Reni bops into Annais’s room and I follow her. “Guess what,” she says with a smile as big and wide as the South Pottsboro I-95 bridge. “
She
got a love letter.”

“No way,” goes Annais, giving a corner of her painting a scrub with a sloppy-looking paintbrush. “From who?”

“It’s so cool,” says Reni, still bouncing up and down. She’s so happy, she reminds me of a second grader on her way to a sleepover. “It’s from Benny McCartney. You know? We think he might be lovesick slash embarrassed slash desperate. She hasn’t seen him recently. He may be in hiding. If he doesn’t show up at school, we’ll know he’s hurting because she hasn’t responded.”

Annais’s face begins to match the color on the end of her paintbrush, a dark boiling red. “No, Reni. You are an inexperienced dope. He’s an older guy. He’s in ninth grade.

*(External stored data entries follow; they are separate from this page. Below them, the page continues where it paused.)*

PR #81, opened 2026-09-15
feat(panes): open existing sessions in splits, tile them, and mark the active split in the sidebar

heywood8:
## What

A split pane could only ever hold a new scratch terminal, so there was no way to put an existing agent session next to another one. This PR lets existing sessions be arranged in splits without restarting them.

- **Sidebar menu:** Open in Split Right, Open in Split Down and Open in Focused Pane, acting on the focused pane of the active tab.
- **Drop onto a pane:** dragging a session from the sidebar splits toward the nearest edge, or replaces the pane's session when dropped in the middle, with a preview of where it lands.
- **Tile Selected Sessions:** two to four sessions open as one evenly divided, pinned tab, from the multi-selection menu or by dragging them onto the stage.
- **Sidebar marker:** sessions in the other panes of the active tab get a faint version of the focused row's highlight.

## How a move stays alive

Unmounting a `TerminalView` kills its process on desktop, and `CenterPane` renders panes keyed by session ID. A moving session therefore leaves its old tree and enters its new one in the same store update: the placements are pure transforms in `src/store/paneMoves.ts`, committed with one `set`.

Tabs are keyed by a session ID and labelled with that session. When a move takes the keying session out of a tab that keeps other panes, the tab is re-keyed to a remaining session; otherwise reopening the departed session would write over the surviving tree and kill every process in it. A named session displaced from a pane moves to a background tab; a scratch terminal closes.

## Scope and non-goals

- No version bump, no changelog entry. New strings are in all 11 locales; only English and Russian were reviewed by a speaker.
- Split trace gains `sidebar`, `drop` and `tile` sources on the frontend and backend.
- Browser nodes stay out of splits: their native WebView draws above the DOM and would hide menus and previews of neighbouring panes.

## Known minor points left open

- `splitNew` captures the active tab before `await getSessionCwd`; switching tabs during that await leaves focus in a hidden tab. Pre-existing.
- `closePane` does not re-key a tab whose keying session it removes, so the tab label can still name a closed session. Pre-existing.
- In one dev session split-trace entries stopped reaching the runtime log after a tile, and one drop did nothing until the window reloaded. Neither has reproduced.

## Tests

New `paneMoves.test.ts`, `paneDrop.test.ts` and `termStore.paneMoves.test.ts` cover the layout transforms, drop geometry, and moves through the real store without killing processes; `split_trace` gains a test for every frontend source.

Rebased onto `7874081` (v0.2.2); the only conflict was an import line in `sessionMenu.tsx`. Verified on the rebased branch: `pnpm test` 1058 passed in 120 files, `tsc --noEmit` and `pnpm lint` clean, `cargo test split_trace` passed. The full `cargo test` suite was not run.

Not verified end to end: Windows, Linux, the Electron shell, remote browser clients and mirror mode. Manually tried in `pnpm dev:desktop` on macOS: drops onto pane edges and centres, tiling, dropping again after closing panes, and the sidebar marker.


heywood8:
image

PR #177, opened 2019-05-07
dependency bump + duplicate includes + shipcat env

clux:
only important thing here is the removal of `region_name` in  templating, which is replaceable with `region` in a pr to manifests.


shipcat_definitions/src/template.rs
```diff
@@ -76,7 +76,6 @@ impl Manifest {
         ctx.insert("kong", &reg.kong);
         ctx.insert("cluster", &reg.cluster.clone());
         ctx.insert("namespace", &reg.namespace.clone());
-        ctx.insert("region_name", &reg.name.clone());
```
janslow: We already have a `region` property equal to this.

clux: exactly :slightly_smiling_face:

janslow: 🤦‍♂

Issue #184, opened 2019-05-09
Codeowners not generated for team with only githubAdmin


janslow:
If you have the following setup:

```yaml
# shipcat.conf
teams:
- name: my-team
  githubAdmin: my-team-admins

# services/my-service/shipcat.yml
metadata:
  team: my-team
```

I'd expect `CODEOWNERS` to contain the following:

```
# CODEOWNERS
services/my-service/* @Organisation/my-team-admins
```

However, the entry for the service is only generated when there is at least one entry in the team's `owners` list.

clux:
ooh wow, good catch.

PR #189, opened 2019-05-13
codeowners tweaks

clux:
for #184 but also standardising output a bit better.


shipcat_cli/src/get.rs
```diff
@@ -51,15 +51,13 @@ pub fn codeowners(conf: &Config) -> Result<Vec<String>> {
         // teams guaranteed by validates on Manifest and Config
         if let Some(t) = &conf.teams.iter().find(|t| t.name == md.team) {
             if let Some(gha) = &t.githubAdmins {
-                ghids.push(format!("@{}/{}", org, gha));
+                ghids.push(format!("@{}/{}", org.to_lowercase(), gha));
```
janslow: Should `gha` be lowercased as well?

shipcat_cli/src/get.rs
```diff
@@ -51,15 +51,13 @@ pub fn codeowners(conf: &Config) -> Result<Vec<String>> {
...
             }
             // TODO: take this out now that we have teams?
             for o in t.owners.clone() {
                 ghids.push(format!("@{}", o.github.unwrap()));
             }
-            if !t.owners.is_empty() {
-                output.push(format!("services/{}/* {}", mf.name, ghids.join(" ")));
-            }
+            output.push(format!("services/{}/* {}", mf.name, ghids.join(" ")).trim().into());
```
janslow: What if `ghids` is empty (e.g., `owners` is empty and `githubAdmins` is none)?

shipcat_cli/src/get.rs
clux: that's already enforced due to vault policy reconcile

shipcat_cli/src/get.rs
clux: have fixed that now.

PR #190, opened 2019-05-14
[ENC-34] Configure Kong to add Upstream-Service header to requests

janslow:
Configure all Kong APIs associated with a service to use the [Request Transformer plugin](https://docs.konghq.com/hub/kong-inc/request-transformer/) and configure it to set the `Upstream-Service: $service_name` header.

This allows upstream proxies (e.g., Envoy/Istio) to route requests to the correct service based on that header.


clux:
I see you're taking out a lot of `deny_unknown_fields` attrs. Does this not apply to these structs?

janslow:
I'm also removing all of the `Deserialize` traits from the Kongfig fields, as they're unused

PR #194, opened 2019-05-15
Adding pod-annotations to shipcat

atamrat-babylon:
Need the ability to add pod annotations to deployments, cronJobs, etc. to enable tools like kube2iam.

Not sure if this kind of functionality should have tests added to it, since the most logic is on the helm templating side of things. Tried to copy the pattern for `labels` and `service_annotations`. 

Let me know if any other changes are needed


examples/charts/base/templates/cronjobs.yaml
```diff
@@ -18,6 +18,11 @@ spec:
   concurrencyPolicy: Forbid
   schedule: "{{ $v.schedule }}"
   jobTemplate:
+{{- if $.Values.podAnnotations }}
```
janslow: I wonder whether it'd be better to set `podAnnotations` on the individual pod, instead of the whole Shipcat service.

E.g., allow it to be set on a specific CronJob instead.

atamrat-babylon: If i understand you correctly, i agree. Great catch! i forgot that cron jobs have a template for the job WHICH ALSO HAS a template for the pod. @janslow

janslow: e.g.,
```yaml
# services/my-service/shipcat.yml
podAnnotations:
  foo: 'main'
workers:
- name: my-worker
  podAnnotations:
    foo: worker
cronJobs:
- name: my-cron
  podAnnotations:
    foo: scheduled
```

atamrat-babylon: @janslow I went ahead and updated per your suggestion, could you double check to make sure it makes sense?

PR #195, opened 2019-05-20
[DAT-10] Add ZK ensemble support in Kafka struct

frenayj:
image


shipcat_definitions/src/region.rs
```diff
@@ -116,6 +116,11 @@ pub struct KafkaConfig {
     /// These are injected in to the manifest.kafka struct if it's set.
     pub brokers: Vec<String>,
 
+    /// Zookeeper urls in "hostname:port" format.
+    ///
+    /// These are injected in to the manifest.kafka struct if it's set.
```
clux:
```suggestion
    /// These are injected in to the manifest.kafka struct if it's set.
    #[serde(default)]
```

clux:
premature tick, do add the default annotation first. and also run:

```sh
./scrips/bump_version.sh 0.106.2 0.107.0
```

then git commit the changes.

clux:
on merge, make the `0.107.0` release on github.

PR #219, opened 2019-07-06
no more special casing vaults..

clux:


clux:
someone plz bump and propagate this raftcat version :-)

PR #220, opened 2019-07-10
[CRP-3069] Add thresholds to kubernets probes

riman-babylon:


shipcat_definitions/src/structs/probes.rs
```diff
@@ -60,12 +60,23 @@ pub struct Probe {
...
+    pub failureThreshold: u32,
 }
 
 // 5 is kube standard delay default, we set it a little higher
 fn initial_delay_seconds_default() -> u32 { 30 }
 // how frequently to poll
 fn period_seconds_default() -> u32 { 5 }
+// Default values from Kubernetes
+fn success_threshold_default() -> u32 { 1 }
+fn failure_threshold_default() -> u32 { 3 }
```
clux: it might be better to have `Option<u32>` and skip serializing if empty. This would force us to use kube defaults without hardcoding what they are (since that might change).

PR #221, opened 2019-07-11
Might be worth mentioning SHIPCAT_MANIFEST_DIR

AndrewGHC:


janslow:
It's not required (as it defaults to your current dir), but it may be useful to document it somewhere.

clux:
It is mentioned in the `building.md` page, but it would be good if the homebrew formula suggested adding it to your `~/.bash_profile` on install (or maybe just doing it for them).

PR #222, opened 2019-07-19
EKS auth command

RhysStansfield:
Add `shipcat auth` command.

Reimplement's the `eks-auth.sh` script from manifests repo in shipcat.

Respects -r flag or defaults to current kube environment context.

Example:
```bash
$ shipcat auth # will default to whatever kube environment context kube is currently set
$ shipcat auth -r dev-uk # will auth in dev-uk
```

TODO:
* Can we handle firing off teleport request via curl?  Or auto-closing of browser window?


shipcat_cli/src/kube.rs
```diff
@@ -46,6 +46,29 @@ pub fn current_context() -> Result<String> {
     Ok(res)
 }
 
+pub fn set_context(context: &String, args: Option<Vec<String>>) -> Result<String> {
+    let mut arg_list = vec!["config".into(), "set-context".into(), context.into()];
+    if let Some(mut args) = args {
```
clux: rather than having optional args, just pass in the args as a vector, then iterate over the potentially empty one

clux: rather than having optional wrapped vec of args, just pass in the args as a potentially empty vector, then iterate over it. this is what we do elsewhere

shipcat_cli/src/kube.rs
```diff
@@ -46,6 +46,29 @@ pub fn current_context() -> Result<String> {
     Ok(res)
 }
 
+pub fn set_context(context: &String, args: Option<Vec<String>>) -> Result<String> {
```
clux: &str and Vec<String> are better types here

shipcat_cli/src/auth.rs
```diff
@@ -0,0 +1,40 @@
...
+}
+
+fn check_cluster_matches_region(cluster: &Cluster, region_name: &String) -> bool {
+    cluster.regions.iter().any(|region_str| region_str == region_name)
+}
+
+pub fn eks_auth(conf: &Config, region: &Region) -> Result<()> {
+    use std::process::Command;
+    let s = Command::new("which").args(vec!["tsh"]).output()?;
+    let out : String = String::from_utf8_lossy(&s.stdout).into();
```
clux: : String here is unnecessary since you're doing `String::from_something` which obviously returns String :-)

shipcat_cli/src/auth.rs
```diff
@@ -0,0 +1,40 @@
...
+
+fn extract_config(cluster_pair: (&String, &Cluster)) -> Option<Cluster> {
+    Some(cluster_pair.1.clone())
+}
+
+fn find_cluster(clusters: &BTreeMap<String, Cluster>, region_name: &String) -> Option<Cluster> {
+    match clusters.iter().find(|&cluster_tuple| check_cluster_matches_region(&cluster_tuple.1, &region_name)) {
+        Some(cluster) => extract_config(cluster),
+        None => None,
+    }
```
clux: a straight loop here would probably be more readable, it's a lot of magic tuples and find into ad-hoc functions atm.

```rust
for (_, c) in clusters {
    if c.regions.iter().any(|r| r == region_name) {
        return Some(c.clone()) }
    }
    None
}
```

RhysStansfield: Much better 👌

shipcat_cli/src/kube.rs
RhysStansfield: Agreed, wasn't sure of this - thanks for clarifying

shipcat_cli/src/auth.rs
```diff
@@ -0,0 +1,46 @@
...
+        if let Some(teleport) = &cluster.teleport {
+            info!("Authenticating with {}", teleport);
+            let proxy_str = format!("--proxy={url}:443", url = &teleport);
+            Command::new("tsh").args(vec!["login", &proxy_str, "--auth=github"]).output()?;
+            // NB: tsh creates a cluster entry in ~/.kube/config named after the url
+            // We cannot customize this name the name of this cluster
+            let args = vec![
+                format!("--cluster={}", &teleport),
+                format!("--user={}", &teleport),
+                format!("--namespace={}", region.namespace),
```
clux: made a small tweak here to not quote the args (was actually broken, but you might not have used the new context you created so it MIGHT have worked for you.

also added namespace flag which was needed.

shipcat_cli/src/auth.rs
```diff
@@ -0,0 +1,46 @@
...
+            ];
+            kube::set_context(&region.name, args)?;
+            kube::use_context(&region.name)?;
+        } else {
+            bail!("Cluster for {} does not have a teleport url", region.name);
+        }
+    } else {
+        bail!("Region {} does not have a cluster", region.name);
+    }
```
clux: also some more error handling at the end

clux:
And tried a bunch to maintain the existing connections, which was a pain because tsh does not seem to have a nice way of getting the status of an existing cluster. See https://github.com/gravitational/teleport/issues/2869

Ended up doing the equivalent of a tsh status with a double grep:

```
tsh status | grep "teleport-url" -A 3 |grep EXPIRED
```

PR #225, opened 2019-07-24
Add `Apps` API Group.

carlosgaldino:


clux:
LGTM but bump with `scripts/bump_version.sh current newver` all versions stay in sync

PR #226, opened 2019-07-26
Remove `crd` compile feature

janslow:
Can't quite get rid of all the conditional compilation, as there's still a lot of conditional deserialization in `shipcat.conf`.

However, there's no longer any references to the `crd` feature, so that can go 🎉  (which also means we can test raftcat in CI).


janslow:
I've diffed the output of `shipcat kong`, `shipcat crd`, `shipcat validate` and `shipcat helm` for each service in `dev-uk`, and there are no differences so far.

PR #227, opened 2019-07-26
Rewrite shipcat apply

clux:
To prepare for helm upgrade -> kubectl apply change.

This also does a whole bunch of simplifying changes without changing most of the entrypoints yet.

The idea is to remove most of the helm module in shipcat_cli, create a `apply` file in shipcat_cli to cover most of it, and more intelligently handle all errors from apply.

Then, rather than having multiple `upgrade_wrappers`, `reconcile_worker` functions that all basically do the same thing, we have one `apply` function that works regardless of whether or not you are coming from:

- shipcat apply
- shipcat cluster crd reconcile

Because it handles all the error cases. Note that this does not get rid of tiller yet. It just paves the way for us to do so by forcing versions into all CRDs at the apply/reconcile stage. Temporary, simplified forks of `helm::direct` functions now in `shipcat_cli::apply`.

Major changes:
- upgrade_wrapper deprecated
- most of shipcat_cli::helm module deprecated (generally only helpers useful now)
- `shipcat helm` commands mostly removed (will keep helm diff until kube 1.13 on eks)
- `shipcat diff` will replace the last `shipcat helm diff` (temporarily forked from helm::direct)
- `shipcat apply` is much smarter and deals with errors better
- Slack messaging has separated out what is CLI use and Event use (caused some issues)
- webhooks have added a new entrypoint from apply and propagated the new setup
- tons of functions in webhooks/audit marked as ready for deletion because of this
- UpgradeMode removed! Now only two bools: `force` and `wait`.
- UpgradeInfo is a new fork of UpgradeData (smaller, less special logic)
- UpgradeInfo deprecated (because it's in the helm module) - it actually handled shelling out to helm diff...
- Version inference has been standardised to be available on rolling environments.
- GET raftcat/version exposed (will start using crds after VERSION_URL decomission)
- cluster crd reconcile bypasses most of the logic to go straight into shipcat::apply (works fine)

Breaking changes:
- New reconcile mode -> new raftcat version required.
- apply no longer has --auto-rollback (change that one CI job that rely on it)


shipcat_cli/src/apply.rs
```diff
@@ -0,0 +1,317 @@
...
+    if let Err(e) = webhooks::ensure_requirements(&region) {
+        warn!("Could not ensure webhook requirements: {}", e);
+    }
+    let svc = mfbase.name.clone();
+    // Internal sanity
+    assert_eq!(mfbase.region, region.name);
+    assert_eq!(mfbase.namespace, region.namespace);
+
+    // A version can be explicit in two ways: passed via -t SOMEVER, or set in manifest
+    let explicit_version = override_version.or(mfbase.version.clone());
```
janslow: This behaviour already introduces some weird bugs. e.g., if you override a fixed version, it'll get rolled back on the next reconcile.

IMO, if a version is set in the manifest, it shouldn't be overridable:

```suggestion
    let explicit_version = mfbase.version.clone().or(override_version);
```

shipcat_cli/src/apply.rs
```diff
@@ -0,0 +1,317 @@
...
+
+    // Figure out if the service is already installed
+    // This is currently needed to determine whether or not we run a diff.
+    // If diff could work this out (which in kube 1.13 we can), then:
+    // TODO: only do this inside hard case below (if no version given && environment.is_rolling())
```
janslow: Do we even need to `environment.is_rolling()`? It could just be called if `explicit_version.is_none()`, because that can only occur on rolling envs.

shipcat_cli/src/apply.rs
clux: Ah that's true. I'll put in a bail! for that.

shipcat_cli/src/apply.rs
clux: I can take it out if you feel this is not something shipcat should hardcode. I used it in show.rs to indicate an error case with `shipcat crd` (which cannot be piped in that case).

janslow: Sorry, I was thinking just about this section of the code, rather than `environment.is_rolling()` at large.

In particular, can we just wrap the (expensive) Helm call in an `if explicit_version.is_none()` statement

shipcat_cli/src/apply.rs
janslow: Thanks.

It's really confused me in the past, where I've accidentally hardcoded the version for dev and my deploys keep getting magically rolled back.

shipcat_cli/src/apply.rs
clux: We currently have to figure out if it was installed because we are required to know this before calling helm diff (it'll fail otherwise). We could call that speculatively, but that's the main expensive call we need to avoid :/

Have removed the `is_rolling` method on Environment though. That's more our convention I think.

PR #361, opened 2019-11-27
cli apply should disallow deploy to unconfigured region

clux:
disallows cli deploys to rolling environments.


clux:
although this should arguably be done at the `template` level in case we are not deploying through `shipcat apply` in the future.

Are you kidding me? You’re encouraging Louise to stalk him. Stalkers get in trouble, big-time.”

“Thumbelina is her name. If you call her Louise, she’s not going to answer you. Right, Thumbelina?”

“This is the real world, girls,” says Annais, “and it sounds to me like you’re both a couple of potential stalkers.”

“Do you think I’m stalking Justin Bieber?” says Reni, rolling her eyes up toward her eyebrows, as if there might be an answer to that question sitting up there.

“No, Reni, how can you stalk someone when you don’t even know where they live?” I say.

“Exactly,” says Reni. “She’s not stalking Benny, because we don’t know where he lives. Do you know where he lives, Annais?”

“Look, girls, I need to paint,” Annais says, stepping back with one hand on her hip, looking at her crazy messed-up canvas from a distance. She’s wearing a cool painting smock with all these artsy paint splashes all over it. “I bet you two think the center of a painting is important. Right?” says Annais.